Entries shown:

PR #721, opened 2021-09-10
Only support default partition in server cluster

thisisnotashwin:
Changes proposed in this PR:
- Fail if the user attempts to update the admin partition name on the server cluster to a value that isn't "default"
- Create an immutable configmap with the partition name which will cause `helm upgrade` to fail if the admin partition name is updated between the install and the upgrade.

Questions:
Even though the helm upgrade fails when the partition name is changed, the partition-init job runs and the agents get reassigned. I could make the partition-init job a `pre-install` job and not a `pre-upgrade` job, BUT the drawback of doing so would be anyone trying to upgrade an existing non-partition cluster to a partitioned cluster cannot. Should we ignore this use case? Ignore the upgrade use-case will ensure that the partition-init job will not run thereby not creating a new partition.

FOLLOW UP:
After conversations with the team, it was decided that in the near term, we will not support updating to a partition that is non-default. Removing the `pre-upgrade` hook from `partition-init` job. This will ensure we don't create a partition when a user errantly updates the partition-name and performs a helm upgrade.

How I've tested this PR:
Manual testing.
Bats tests

Code review
Would love to hear thoughts on the above questions.

Checklist:
- [x] Tests added

### DIFF
--- a/charts/consul/test/unit/client-daemonset.bats
+++ b/charts/consul/test/unit/client-daemonset.bats
@@ -1402,7 +1402,20 @@ rollingUpdate:
       -s templates/client-daemonset.yaml  \
       --set 'global.adminPartitions.enabled=true' \
       --set 'global.adminPartitions.name=test' \
+      --set 'server.enabled=false' \
       . | tee /dev/stderr |
       yq -c -r '.spec.template.spec.containers[0].command | join(" ") | contains("partition = \"test\"")' | tee /dev/stderr)
   [ "${actual}" = "true" ]
+}
+
+@test "client/DaemonSet: partition name has to be default in server cluster" {
+  cd `chart_dir`
+  run helm template \
+      -s templates/client-daemonset.yaml  \
+      --set 'global.adminPartitions.enabled=true' \
+      --set 'global.adminPartitions.name=test' \
+      .
+
+  [ "$status" -eq 1 ]
+  [[ "$output" =~ "global.adminPartitions.name has to be \"default\" in the server cluster" ]]
 }
--- a/charts/consul/test/unit/partition-name-configmap.bats
+++ b/charts/consul/test/unit/partition-name-configmap.bats
@@ -1,0 +1,47 @@
+#!/usr/bin/env bats
+
+load _helpers
+
+@test "partitionName/ConfigMap: disabled by default" {
+  cd `chart_dir`
+  assert_empty helm template \
+      -s templates/partition-init-role.yaml  \
+      .
+}
+
+@test "partitionName/ConfigMap: enabled with global.adminPartitions.enabled=true and servers = false" {
+  cd `chart_dir`
+  local actual=$(helm template \
+      -s templates/partition-init-role.yaml  \
+      --set 'global.adminPartitions.enabled=true' \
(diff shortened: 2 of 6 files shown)


charts/consul/test/unit/partition-name-configmap.bats
```diff
@@ -0,0 +1,48 @@
...
+      --set 'global.adminPartitions.enabled=true' \
+      --set 'global.enabled=true' \
+      .
+}
+
+@test "partitionName/ConfigMap: disabled with global.adminPartitions.enabled=false" {
+  cd `chart_dir`
+  assert_empty helm template \
+      -s templates/partition-init-role.yaml  \
+      --set 'global.adminPartitions.enabled=true' \
```
kschoche, line 45: I think the description or the test is wrong here on whether or not `adminPartitions.enabled` is true or false!

charts/consul/test/unit/partition-name-configmap.bats
```diff
@@ -0,0 +1,48 @@
...
+@test "partitionName/ConfigMap: disabled with global.adminPartitions.enabled=true and servers = true" {
+  cd `chart_dir`
+  assert_empty helm template \
+      -s templates/partition-init-role.yaml  \
+      --set 'global.adminPartitions.enabled=true' \
+      --set 'server.enabled=true' \
+      .
+}
+
+@test "partitionName/ConfigMap: disabled with global.adminPartitions.enabled=true and global.enabled = true" {
```
kschoche, line 32: with `global.enabled = true` , servers should be enabled, and I *think* this test should instead enable the configMap?  Maybe I'm misreading?

charts/consul/test/unit/client-daemonset.bats
```diff
@@ -1351,7 +1351,20 @@ rollingUpdate:
...
+
+@test "client/DaemonSet: partition name has to be default in server cluster" {
+  cd `chart_dir`
+  run helm template \
+      -s templates/client-daemonset.yaml  \
+      --set 'global.adminPartitions.enabled=true' \
+      --set 'global.adminPartitions.name=test' \
+      .
+
+  [ "$status" -eq 1 ]
```
kschoche, line 1368: I like this test!

kschoche (approved):
Great work.
I left a couple comments before you merge but otherwise it's good to go!
On a meta note : I wish there was a better way to make the `$serverEnabled :=` easier to read, thx Helm!

charts/consul/test/unit/partition-name-configmap.bats
thisisnotashwin: We dont enable the configmap in the server cluster, because we would fail if they changed the name to being something non-default.

charts/consul/test/unit/partition-name-configmap.bats
thisisnotashwin: Good catch!

lkysow (approved):
The docs should be updated for the values to state that:
1. Only `default` is allowed for server cluster.
2. Can't change the partition name
3. Only supported on initial installation, can't enable partitions after initial installation.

Exercise aim:
Look through the entries above and find each line where the word "actual" occurs; copy those lines.

Solution for this problem:
   [ "${actual}" = "true" ]
+  local actual=$(helm template \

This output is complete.